Collected data entries:
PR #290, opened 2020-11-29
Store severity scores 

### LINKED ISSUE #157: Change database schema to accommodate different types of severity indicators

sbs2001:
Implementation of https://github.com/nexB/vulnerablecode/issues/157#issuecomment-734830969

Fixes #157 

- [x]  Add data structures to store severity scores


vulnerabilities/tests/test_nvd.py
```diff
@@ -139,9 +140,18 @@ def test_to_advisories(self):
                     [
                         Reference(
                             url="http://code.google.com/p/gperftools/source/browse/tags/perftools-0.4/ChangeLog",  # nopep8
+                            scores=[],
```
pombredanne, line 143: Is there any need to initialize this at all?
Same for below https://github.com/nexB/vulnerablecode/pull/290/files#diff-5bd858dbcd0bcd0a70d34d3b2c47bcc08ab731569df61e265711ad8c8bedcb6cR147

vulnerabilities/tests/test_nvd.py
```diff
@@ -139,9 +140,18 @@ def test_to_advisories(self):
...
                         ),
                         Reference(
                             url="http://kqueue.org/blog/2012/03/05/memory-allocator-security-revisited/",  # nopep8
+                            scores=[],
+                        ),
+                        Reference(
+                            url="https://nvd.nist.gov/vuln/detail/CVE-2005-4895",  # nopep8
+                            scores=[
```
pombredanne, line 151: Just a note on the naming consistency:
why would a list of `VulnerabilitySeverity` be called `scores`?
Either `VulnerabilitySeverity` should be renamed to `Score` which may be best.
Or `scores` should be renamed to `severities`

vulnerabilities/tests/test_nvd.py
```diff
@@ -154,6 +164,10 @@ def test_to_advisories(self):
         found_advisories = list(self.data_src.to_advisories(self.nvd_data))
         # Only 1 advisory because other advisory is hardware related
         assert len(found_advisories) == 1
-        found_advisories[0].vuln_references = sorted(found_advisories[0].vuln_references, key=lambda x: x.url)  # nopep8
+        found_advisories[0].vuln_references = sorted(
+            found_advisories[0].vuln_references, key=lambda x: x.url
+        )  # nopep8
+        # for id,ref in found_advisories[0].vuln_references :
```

ABOUT THIS EXERCISE:
Wherever the word "vulnerablecode" appears in the data, return the whole line.

RESPONSE TO THE TASK:
Implementation of https://github.com/nexB/vulnerablecode/issues/157#issuecomment-734830969
Same for below https://github.com/nexB/vulnerablecode/pull/290/files#diff-5bd858dbcd0bcd0a70d34d3b2c47bcc08ab731569df61e265711ad8c8bedcb6cR147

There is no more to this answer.